# Keyboard For Android Port Of Hp Touchpad



## chin_a_ling (Oct 17, 2011)

SO I love my Android port, but I also loved the webOS keyboard. I have been reading a lot of things about thumb keyboard for android so I decided to download it, however I see no changes on my keyboard. Does anyone else have this problem?

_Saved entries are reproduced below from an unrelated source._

PR #33188, opened 2024-08-26
Add initial support for `tracing` and `tracing-perfetto`

atbrakhi:
This PR introduces the initial integration of `tracing` and `tracing-perfetto`. With this in place, we should be able to land and work on adding tracing events and logging in parallel

Co-authored-by: Delan Azabani <dazabani@igalia.com>
Signed-off-by: Rakhi Sharma <atbrakhi@igalia.com>

---

### DIFF
--- a/ports/servoshell/Cargo.toml
+++ b/ports/servoshell/Cargo.toml
@@ -48,6 +48,7 @@ multiview = ["libservo/multiview"]
 native-bluetooth = ["libservo/native-bluetooth"]
 profilemozjs = ["libservo/profilemozjs"]
 refcell_backtrace = ["libservo/refcell_backtrace"]
+tracing = ["dep:tracing", "dep:tracing-subscriber", "dep:tracing-perfetto"]
 webdriver = ["libservo/webdriver"]
 webgl_backtrace = ["libservo/webgl_backtrace"]
 
@@ -110,6 +111,9 @@ raw-window-handle = "0.6"
 shellwords = "1.0.0"
 surfman = { workspace = true, features = ["sm-x11", "sm-raw-window-handle-06"] }
 tinyfiledialogs = "3.0"
+tracing = { workspace = true, optional = true }
+tracing-subscriber = { workspace = true, features = ["env-filter"], optional = true }
+tracing-perfetto = { workspace = true, optional = true }
 webxr = { git = "https://github.com/servo/webxr", features = ["ipc", "glwindow", "headless"] }
 winit = "0.29.10"
 
--- a/ports/servoshell/desktop/cli.rs
+++ b/ports/servoshell/desktop/cli.rs
@@ -8,12 +8,41 @@ use getopts::Options;
 use log::error;
 use servo::config::opts::{self, ArgumentParsingResult};
 use servo::servo_config::pref;
+#[cfg(feature = "tracing")]
+use tracing::subscriber::set_global_default;
+#[cfg(feature = "tracing")]
+use tracing_perfetto::PerfettoLayer;
+#[cfg(feature = "tracing")]
+use tracing_subscriber::layer::SubscriberExt;
+#[cfg(feature = "tracing")]
+use tracing_subscriber::util::SubscriberInitExt;
+#[cfg(feature = "tracing")]
+use tracing_subscriber::EnvFilter;
 
 use crate::desktop::app::App;
 use crate::panic_hook;
 
 pub fn main() {
     crate::crash_handler::install();
+
+    #[cfg(feature = "tracing")]
+    {
+        let file = std::fs::File::create("servo.pftrace").unwrap();
+        let perfetto_layer = PerfettoLayer::new(std::sync::Mutex::new(file));
+
+        // Set up a custom tracing subscriber and PerfettoLayer for performance tracing.
+        // The servo.pftrace file can be uploaded to https://ui.perfetto.dev for analysis.
+        let env_filter_layer = EnvFilter::from_default_env();
+        let subscriber = tracing_subscriber::registry()
+            .with(env_filter_layer)
+            .with(perfetto_layer);
+
+        // Set the subscriber as the global default for tracing. This means it will be used
+        // throughout the entire program unless a thread-local subscriber is set.
+        // Can only be set once; subsequent attempts will fail.
+        // <https://docs.rs/tracing/0.1.40/src/tracing/subscriber.rs.html#30>
+        set_global_default(subscriber).expect("Failed to set global default subscriber");
+    }
 
     crate::resources::init();
 
--- a/.gitignore
+++ b/.gitignore
@@ -23,6 +23,7 @@
 .coverage
 .DS_Store
 Servo.app
+servo.pftrace
 .config.mk.last
 /glfw
 webrender-captures/
--- a/Cargo.lock
+++ b/Cargo.lock
@@ -783,6 +783,15 @@ dependencies = [
 ]
 
 [[package]]
+name = "cmake"
+version = "0.1.51"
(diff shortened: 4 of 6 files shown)


ports/servoshell/desktop/cli.rs
```diff
@@ -8,13 +8,32 @@ use getopts::Options;
...
+    // compositor-to-constellation and script-to-constellation logging.
+    // <https://tokio.rs/tokio/topics/tracing>
+    // <https://docs.rs/tracing-subscriber/0.3.18/tracing_subscriber/fmt/index.html#composing-layers>
+    let env_filter_layer = EnvFilter::from_default_env();
+    let fmt_layer = tracing_subscriber::fmt::layer();
+    tracing_subscriber::registry()
+        .with(env_filter_layer)
+        .with(fmt_layer)
+        .with(perfetto_layer)
+        .init();
```
mrobinson, line 35: Should this be turned on by a command-line argument which accepts an output filename?

atbrakhi: Oh, I have been thinking about this, but my concern comes from a different reason. This is really slowing down the build. On Mac, it takes around 5 minutes to build.

I've been discussing adding a flag with @delan and will wait for her feedback as well.

delan: yeah, there’s a smaller but still significant regression in build time on linux too (before [135s](https://github.com/user-attachments/files/16761228/cargo-timing-20240827T110216Z.html.gz), after [160s](https://github.com/user-attachments/files/16761233/cargo-timing-20240827T105843Z.html.gz)). what if we gate this behind a `tracing` or `perfetto` feature for now?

also can any of you suggest a great keyboard on the touchpad?


----------



## ironman (Oct 17, 2011)

menu > settings > language and keyboard > make thumb keyboard defauly


----------



## chin_a_ling (Oct 17, 2011)

I already set it default but I see no change

Sent from my HP Touchpad using Tapatalk


----------



## Lddrizzt (Aug 26, 2011)

On the keyboard you will notice a key with a little gear on it.
Long press it, and a menu will pop up that asks to select input method.
Choose Thumb Keyboard.


----------



## Nburnes (Oct 8, 2011)

Did you long press a text input box > Input Method > Thumb Keyboard?


----------



## maddog497 (Oct 18, 2011)

I have suggested this one a couple of times. A.I.type tablet keyboard. It's really good in my opinion.


----------



## chin_a_ling (Oct 17, 2011)

Got it thanks!

Sent from my HP Touchpad using Tapatalk


----------